### WHAT TO WORK ON
Below are some records. Print exactly the lines between the one holding "PR #1198, opened 2016-01-24" and the one holding "npm install && npm run build", inclusive, and nothing else.

Records from a data collection:

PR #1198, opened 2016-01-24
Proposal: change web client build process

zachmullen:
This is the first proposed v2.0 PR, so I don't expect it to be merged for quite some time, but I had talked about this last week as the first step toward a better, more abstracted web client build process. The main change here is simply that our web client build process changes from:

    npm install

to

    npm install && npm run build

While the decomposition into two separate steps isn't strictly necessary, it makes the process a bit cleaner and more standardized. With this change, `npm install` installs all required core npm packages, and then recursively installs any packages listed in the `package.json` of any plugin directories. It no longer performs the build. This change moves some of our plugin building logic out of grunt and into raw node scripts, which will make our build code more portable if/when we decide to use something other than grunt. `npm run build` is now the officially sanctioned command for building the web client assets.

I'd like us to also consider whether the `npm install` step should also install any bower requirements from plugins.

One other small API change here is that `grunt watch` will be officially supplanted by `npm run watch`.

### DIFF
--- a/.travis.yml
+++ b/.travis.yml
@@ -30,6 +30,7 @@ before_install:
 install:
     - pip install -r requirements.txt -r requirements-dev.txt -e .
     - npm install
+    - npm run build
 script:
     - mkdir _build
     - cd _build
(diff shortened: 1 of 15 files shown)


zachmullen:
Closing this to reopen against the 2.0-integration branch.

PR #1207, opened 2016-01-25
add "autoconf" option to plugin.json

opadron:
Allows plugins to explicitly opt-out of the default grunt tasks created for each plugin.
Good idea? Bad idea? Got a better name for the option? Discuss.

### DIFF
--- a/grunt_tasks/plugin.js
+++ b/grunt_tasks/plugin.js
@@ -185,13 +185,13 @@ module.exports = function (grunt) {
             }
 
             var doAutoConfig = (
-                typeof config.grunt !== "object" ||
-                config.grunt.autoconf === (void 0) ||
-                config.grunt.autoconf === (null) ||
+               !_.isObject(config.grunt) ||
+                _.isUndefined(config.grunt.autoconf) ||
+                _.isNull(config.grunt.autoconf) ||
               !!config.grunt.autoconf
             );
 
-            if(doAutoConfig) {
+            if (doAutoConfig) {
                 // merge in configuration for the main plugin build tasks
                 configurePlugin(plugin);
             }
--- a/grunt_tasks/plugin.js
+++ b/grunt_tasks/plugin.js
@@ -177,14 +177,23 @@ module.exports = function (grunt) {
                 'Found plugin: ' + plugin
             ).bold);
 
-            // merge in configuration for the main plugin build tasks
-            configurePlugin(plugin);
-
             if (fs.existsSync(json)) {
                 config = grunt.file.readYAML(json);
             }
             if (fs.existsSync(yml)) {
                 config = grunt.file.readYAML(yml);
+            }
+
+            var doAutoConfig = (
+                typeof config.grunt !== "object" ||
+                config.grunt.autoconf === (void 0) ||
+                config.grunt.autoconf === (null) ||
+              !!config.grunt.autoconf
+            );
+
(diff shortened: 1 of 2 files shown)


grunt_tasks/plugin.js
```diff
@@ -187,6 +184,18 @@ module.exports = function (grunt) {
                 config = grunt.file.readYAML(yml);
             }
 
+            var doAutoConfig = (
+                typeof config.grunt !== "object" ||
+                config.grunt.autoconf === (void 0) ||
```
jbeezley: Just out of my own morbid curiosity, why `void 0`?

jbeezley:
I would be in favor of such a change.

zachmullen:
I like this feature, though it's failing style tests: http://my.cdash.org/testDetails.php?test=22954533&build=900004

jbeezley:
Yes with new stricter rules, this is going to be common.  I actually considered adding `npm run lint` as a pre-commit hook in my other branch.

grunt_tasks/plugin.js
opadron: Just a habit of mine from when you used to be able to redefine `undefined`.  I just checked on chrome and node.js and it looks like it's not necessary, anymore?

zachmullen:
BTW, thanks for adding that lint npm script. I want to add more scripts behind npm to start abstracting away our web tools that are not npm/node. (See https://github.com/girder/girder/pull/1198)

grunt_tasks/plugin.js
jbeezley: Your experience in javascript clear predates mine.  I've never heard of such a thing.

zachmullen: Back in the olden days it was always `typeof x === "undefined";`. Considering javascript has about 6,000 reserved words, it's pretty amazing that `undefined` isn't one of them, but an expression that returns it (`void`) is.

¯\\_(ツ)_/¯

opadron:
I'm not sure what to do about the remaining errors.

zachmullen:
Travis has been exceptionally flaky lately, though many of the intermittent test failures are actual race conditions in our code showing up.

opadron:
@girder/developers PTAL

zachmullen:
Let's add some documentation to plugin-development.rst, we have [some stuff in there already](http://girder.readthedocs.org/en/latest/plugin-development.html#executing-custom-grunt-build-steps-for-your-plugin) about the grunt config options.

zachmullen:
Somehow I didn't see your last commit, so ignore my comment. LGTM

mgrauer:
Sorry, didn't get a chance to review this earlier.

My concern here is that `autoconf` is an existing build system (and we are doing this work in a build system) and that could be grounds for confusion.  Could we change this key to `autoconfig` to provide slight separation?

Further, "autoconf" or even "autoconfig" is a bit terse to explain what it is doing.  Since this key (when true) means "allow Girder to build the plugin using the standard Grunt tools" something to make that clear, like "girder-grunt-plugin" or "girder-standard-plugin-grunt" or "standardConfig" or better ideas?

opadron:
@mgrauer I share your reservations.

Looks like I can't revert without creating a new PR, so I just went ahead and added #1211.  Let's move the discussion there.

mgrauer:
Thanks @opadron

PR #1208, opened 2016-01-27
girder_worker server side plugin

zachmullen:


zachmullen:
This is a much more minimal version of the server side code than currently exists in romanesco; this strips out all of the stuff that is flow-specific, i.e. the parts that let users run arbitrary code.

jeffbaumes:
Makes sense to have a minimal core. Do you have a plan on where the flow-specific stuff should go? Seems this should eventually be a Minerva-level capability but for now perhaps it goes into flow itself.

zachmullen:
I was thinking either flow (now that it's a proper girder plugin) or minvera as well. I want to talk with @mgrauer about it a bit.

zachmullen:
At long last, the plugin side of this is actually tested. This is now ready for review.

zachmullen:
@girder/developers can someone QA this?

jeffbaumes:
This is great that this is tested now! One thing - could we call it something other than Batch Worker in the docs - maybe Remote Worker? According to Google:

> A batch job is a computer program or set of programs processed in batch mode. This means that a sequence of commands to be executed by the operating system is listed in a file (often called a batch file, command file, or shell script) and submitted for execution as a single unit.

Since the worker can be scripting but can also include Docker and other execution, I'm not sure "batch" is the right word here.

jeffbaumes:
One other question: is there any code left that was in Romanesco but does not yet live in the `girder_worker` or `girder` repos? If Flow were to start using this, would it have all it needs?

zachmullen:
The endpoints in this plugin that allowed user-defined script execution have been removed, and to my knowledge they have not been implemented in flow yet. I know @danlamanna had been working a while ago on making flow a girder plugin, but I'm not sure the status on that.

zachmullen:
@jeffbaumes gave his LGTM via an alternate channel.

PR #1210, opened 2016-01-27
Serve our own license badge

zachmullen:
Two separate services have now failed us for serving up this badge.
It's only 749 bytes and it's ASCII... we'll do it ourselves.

--

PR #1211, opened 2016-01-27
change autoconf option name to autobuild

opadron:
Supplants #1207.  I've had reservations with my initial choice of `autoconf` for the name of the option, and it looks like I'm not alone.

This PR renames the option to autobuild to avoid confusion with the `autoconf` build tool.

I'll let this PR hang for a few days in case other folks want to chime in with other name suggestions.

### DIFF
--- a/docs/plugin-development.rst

* * *

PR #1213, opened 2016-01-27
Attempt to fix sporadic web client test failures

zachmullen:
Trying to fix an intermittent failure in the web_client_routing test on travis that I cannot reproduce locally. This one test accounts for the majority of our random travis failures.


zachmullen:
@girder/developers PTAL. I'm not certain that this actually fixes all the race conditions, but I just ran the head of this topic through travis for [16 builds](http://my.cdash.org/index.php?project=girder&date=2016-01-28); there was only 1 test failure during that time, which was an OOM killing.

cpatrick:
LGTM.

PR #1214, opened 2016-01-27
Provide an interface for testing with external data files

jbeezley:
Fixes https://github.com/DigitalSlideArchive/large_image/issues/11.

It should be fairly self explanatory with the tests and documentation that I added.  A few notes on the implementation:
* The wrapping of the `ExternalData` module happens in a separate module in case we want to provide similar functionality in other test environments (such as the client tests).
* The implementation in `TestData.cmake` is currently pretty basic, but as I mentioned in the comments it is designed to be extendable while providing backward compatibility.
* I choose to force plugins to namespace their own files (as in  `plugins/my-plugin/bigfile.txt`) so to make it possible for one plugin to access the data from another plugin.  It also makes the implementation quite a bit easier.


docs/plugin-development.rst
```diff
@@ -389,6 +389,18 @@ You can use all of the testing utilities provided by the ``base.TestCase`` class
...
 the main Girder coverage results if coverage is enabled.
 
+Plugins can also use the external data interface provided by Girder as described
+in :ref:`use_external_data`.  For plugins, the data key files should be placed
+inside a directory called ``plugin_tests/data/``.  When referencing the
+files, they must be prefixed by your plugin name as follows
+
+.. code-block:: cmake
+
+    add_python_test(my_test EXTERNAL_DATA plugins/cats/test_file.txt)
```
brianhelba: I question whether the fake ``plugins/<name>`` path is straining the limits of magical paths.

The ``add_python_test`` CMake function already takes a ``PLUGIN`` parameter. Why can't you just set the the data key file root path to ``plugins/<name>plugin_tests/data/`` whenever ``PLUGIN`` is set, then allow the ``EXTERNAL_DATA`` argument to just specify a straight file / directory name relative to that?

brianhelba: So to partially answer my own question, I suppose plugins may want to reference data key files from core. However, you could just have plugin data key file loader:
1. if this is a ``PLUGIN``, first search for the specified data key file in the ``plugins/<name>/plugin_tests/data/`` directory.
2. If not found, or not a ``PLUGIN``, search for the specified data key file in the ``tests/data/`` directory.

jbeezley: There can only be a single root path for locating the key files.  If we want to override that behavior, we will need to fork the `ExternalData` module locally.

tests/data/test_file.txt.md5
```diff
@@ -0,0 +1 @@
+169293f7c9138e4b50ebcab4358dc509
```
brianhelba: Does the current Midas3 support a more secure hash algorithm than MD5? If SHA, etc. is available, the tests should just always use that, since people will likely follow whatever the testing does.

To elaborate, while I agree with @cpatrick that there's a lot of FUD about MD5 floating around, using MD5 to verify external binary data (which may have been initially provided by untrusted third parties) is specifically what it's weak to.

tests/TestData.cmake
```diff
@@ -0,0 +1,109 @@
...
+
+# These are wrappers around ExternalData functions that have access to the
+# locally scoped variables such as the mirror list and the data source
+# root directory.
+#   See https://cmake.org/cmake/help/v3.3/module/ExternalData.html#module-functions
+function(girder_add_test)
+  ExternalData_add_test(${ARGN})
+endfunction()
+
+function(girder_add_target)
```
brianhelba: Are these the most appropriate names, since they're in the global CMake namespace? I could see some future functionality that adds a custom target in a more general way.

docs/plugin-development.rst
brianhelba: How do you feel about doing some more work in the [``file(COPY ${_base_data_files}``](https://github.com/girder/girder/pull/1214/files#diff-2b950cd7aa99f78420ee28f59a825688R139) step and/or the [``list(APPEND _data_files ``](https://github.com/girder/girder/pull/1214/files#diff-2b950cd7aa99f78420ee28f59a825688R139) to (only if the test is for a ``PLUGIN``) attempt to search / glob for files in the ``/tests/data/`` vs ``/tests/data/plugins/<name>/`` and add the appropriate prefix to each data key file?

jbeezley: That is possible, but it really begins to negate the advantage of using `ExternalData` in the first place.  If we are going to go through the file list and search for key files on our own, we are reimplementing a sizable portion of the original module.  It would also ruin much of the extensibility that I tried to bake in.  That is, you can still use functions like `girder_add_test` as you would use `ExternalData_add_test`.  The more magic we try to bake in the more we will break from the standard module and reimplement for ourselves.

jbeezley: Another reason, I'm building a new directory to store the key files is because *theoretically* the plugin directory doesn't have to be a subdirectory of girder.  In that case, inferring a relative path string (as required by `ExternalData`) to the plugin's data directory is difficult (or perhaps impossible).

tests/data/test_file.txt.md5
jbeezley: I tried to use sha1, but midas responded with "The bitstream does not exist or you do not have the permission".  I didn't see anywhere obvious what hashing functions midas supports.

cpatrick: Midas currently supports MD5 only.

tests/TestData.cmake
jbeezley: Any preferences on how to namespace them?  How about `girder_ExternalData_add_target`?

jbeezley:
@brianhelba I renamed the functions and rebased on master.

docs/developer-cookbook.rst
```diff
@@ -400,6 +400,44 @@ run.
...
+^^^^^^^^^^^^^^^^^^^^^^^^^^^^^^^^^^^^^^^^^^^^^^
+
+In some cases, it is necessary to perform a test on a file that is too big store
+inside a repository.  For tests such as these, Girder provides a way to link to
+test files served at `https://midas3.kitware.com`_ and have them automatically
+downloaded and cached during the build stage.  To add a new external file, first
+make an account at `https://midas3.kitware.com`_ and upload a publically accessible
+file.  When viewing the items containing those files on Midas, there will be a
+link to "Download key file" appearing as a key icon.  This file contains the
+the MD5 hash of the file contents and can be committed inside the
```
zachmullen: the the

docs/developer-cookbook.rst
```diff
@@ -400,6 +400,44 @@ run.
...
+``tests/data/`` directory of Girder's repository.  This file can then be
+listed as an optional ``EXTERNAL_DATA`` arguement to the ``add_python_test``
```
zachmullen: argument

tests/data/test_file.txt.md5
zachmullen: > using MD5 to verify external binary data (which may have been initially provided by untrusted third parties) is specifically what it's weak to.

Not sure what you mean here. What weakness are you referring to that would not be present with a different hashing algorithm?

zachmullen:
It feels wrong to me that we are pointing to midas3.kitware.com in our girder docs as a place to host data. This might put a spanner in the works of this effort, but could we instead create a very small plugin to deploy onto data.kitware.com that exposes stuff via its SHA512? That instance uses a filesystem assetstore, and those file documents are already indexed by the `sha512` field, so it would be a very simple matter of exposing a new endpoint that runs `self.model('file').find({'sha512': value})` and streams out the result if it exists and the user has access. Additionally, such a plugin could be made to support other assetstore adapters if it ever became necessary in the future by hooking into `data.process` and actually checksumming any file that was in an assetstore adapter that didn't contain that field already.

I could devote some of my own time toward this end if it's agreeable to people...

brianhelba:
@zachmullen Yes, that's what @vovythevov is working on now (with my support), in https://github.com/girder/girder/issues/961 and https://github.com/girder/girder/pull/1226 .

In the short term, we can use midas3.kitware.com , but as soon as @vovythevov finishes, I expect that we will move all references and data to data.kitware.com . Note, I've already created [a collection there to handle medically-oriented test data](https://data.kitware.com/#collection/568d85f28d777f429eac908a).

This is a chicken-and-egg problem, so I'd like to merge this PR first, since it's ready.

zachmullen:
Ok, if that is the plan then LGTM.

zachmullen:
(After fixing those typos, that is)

### WRITTEN RESPONSE
PR #1198, opened 2016-01-24
Proposal: change web client build process

zachmullen:
This is the first proposed v2.0 PR, so I don't expect it to be merged for quite some time, but I had talked about this last week as the first step toward a better, more abstracted web client build process. The main change here is simply that our web client build process changes from:

    npm install

to

    npm install && npm run build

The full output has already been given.